It’s an arid landscape, and across 100,000 acres all that’s visible is crisp, sun-dried cotton stalks. One would never expect that this locale, Corcoran, Calif., is responsible for most of the cotton products in the luxury market. A visit to the massive compound is a look into the world of highly prized Pima cotton, and all of the painstaking details behind producing the so-called cashmere of the cotton industry. Once harvested, the raw cotton begins its long, often multi-continental journey into becoming a menswear cornerstone: the cotton oxford shirt.
Founded in 1954, Supima is the not-for-profit organization representing the 200 family farms that grow Pima cotton in the Southwestern and Western United States. The group is responsible for licensing the world’s leading textile mills, brands and retailers to use the Supima brand trademark on American-grown Pima products. Once the raw cotton is machine-picked, ginned, graded by hand and approved by Supima as the top 1 percent of the world’s cotton, the bails are numbered and left in a field awaiting purchase.
The Albini Group procures many of them. The massively successful Italian shirt maker, founded in 1876, acts as the middleman between raw cotton and retail, turning out over 11 million meters of shirting fabric every year. The Albini factory sits an hour outside of Milan, Italy, in the idyllic, mountainous town of Albino where the textile industry has developed since the end of 19th century. It resembles a quaint, European iteration of upstate New York, and employs 1,334 people, including Albini’s president, Silvio Albini. He is the fifth generation in his family to helm the company, and has become intimately involved in every aspect of shirt production down to the water used during dying and finishing from the nearby Serio River. “You need good water to have good fabric,” Albini said of the many unassuming factors behind the perfect cotton shirt. “It must not have too much calcium. It must be a good pH as well—not too alkaline, not too acidic.” The facility is a maze of dying, warping, weaving and finishing, all operating at a deep hum.
Albini’s fabric production is used by more than a handful of powerhouse brands ranging from fellow Italians Brunello Cucinelli, Gucci and Prada to international houses like Dior, Hugo Boss, Loro Piana and Theory, and each one has its own set of rules when it comes to cotton shirts. Berluti requests a signature, proprietary shade of blue; Turnbull & Asser requests a particular three-dimensional weaving structure. This creates an intricate pattern that goes unnoticed unless the fabric is held close to the eye.
Of the 80 countries serviced by Albini, the clients are broken into three categories—specialized shirt makers, “total look” design houses and selected mega-retailers like Thomas Pink and Brooks Brothers. “They have to be good retailers, because not every retailer can pay our relatively high price,” Albini said modestly.
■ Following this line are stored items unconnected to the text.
PR #45, opened 2016-09-07
Take version from Git in build time

rhcarvalho:
As part of having a standard build environment for building releases, this PR introduces a Makefile to use for "standard builds".

The code base is still buildable with the standard go tool without any special flag, though using `make` we consistently add version information taken from Git and loaded into the built binary.

Note that this doesn't yet give us a build environment for community releases, this is something we may investigate separately (e.g., using Travis and integrating with GitHub).

--- 

https://issues.jboss.org/browse/RHMAP-9400

### DIFF
--- a/Makefile
+++ b/Makefile
@@ -1,0 +1,12 @@
+ifndef FH_SYSTEM_DUMP_TOOL_VERSION
+FH_SYSTEM_DUMP_TOOL_VERSION := $(shell git describe --tags --abbrev=14)
+endif
+LDFLAGS := -X main.Version=$(FH_SYSTEM_DUMP_TOOL_VERSION)
+
+.PHONY: all
+all:
+	@go install -v -ldflags '$(LDFLAGS)'
+
+.PHONY: clean
+clean:
+	@-go clean -i
--- a/main.go
+++ b/main.go
@@ -155,7 +155,7 @@ func main() {
 
 	var b bytes.Buffer
 	PrintVersion(&b)
-	if err := ioutil.WriteFile(filepath.Join(basePath, ".version"), b.Bytes(), 0660); err != nil {
+	if err := ioutil.WriteFile(filepath.Join(basePath, "version"), b.Bytes(), 0660); err != nil {
 		log.Fatalln("Error:", err)
 	}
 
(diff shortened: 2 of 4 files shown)


main.go
```diff
@@ -156,7 +153,9 @@ func main() {
 		log.Fatalln("Error:", err)
 	}
 
-	if err := ioutil.WriteFile(filepath.Join(basePath, ".version"), []byte(version), 0660); err != nil {
+	var b bytes.Buffer
+	PrintVersion(&b)
+	if err := ioutil.WriteFile(filepath.Join(basePath, "version"), b.Bytes(), 0660); err != nil {
```
philbrookes: Do you think this would be better in the metadata file?

philbrookes:
:+1: Verified this locally and it looks fine.

main.go
rhcarvalho: It could be, but I think one doesn't exist yet?

Makefile
```diff
@@ -0,0 +1,12 @@
+ifndef FH_SYSTEM_DUMP_TOOL_VERSION
```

The retail floor is the final stop in this long line of production, and at Brooks Brothers in particular, the classic cotton shirt has been the bread and butter of the brand since its earliest days. It continues to hold its rightful spot as the highest-grossing product available at the brand’s over 500 locations around the world, and earlier this year the classic Polo Button-Down Oxford was reworked and improved. The breast pocket has disappeared, the tails have become longer for a better tuck and new mother of pearl buttons were introduced to luxe up the daily essential. The collar was also redesigned to give it a gentle roll, rather than a sharp fold.
These advancements seek to cater to guys who care more than ever about the way they dress, so much so that even the once-unquestioned staples—like the oxford shirt—need improvement. In a 2016 study, The Boutique @ Ogilvy found that by 2017, the menswear market is expected to climb 8.3 percent to $110.3 billion in gross yearly revenue, while womenswear is slated to climb just 4.2 percent. Guys are also spending, on average, $85 per month on clothing or $10 more per month than the average woman. “In recent years, men have become much more interested in the clothing they wear,” said Brooks Brothers chairman and CEO Claudio Del Vecchio. “They have high expectations in terms of both style and quality, but that’s something we’ve been doing for nearly 200 years.”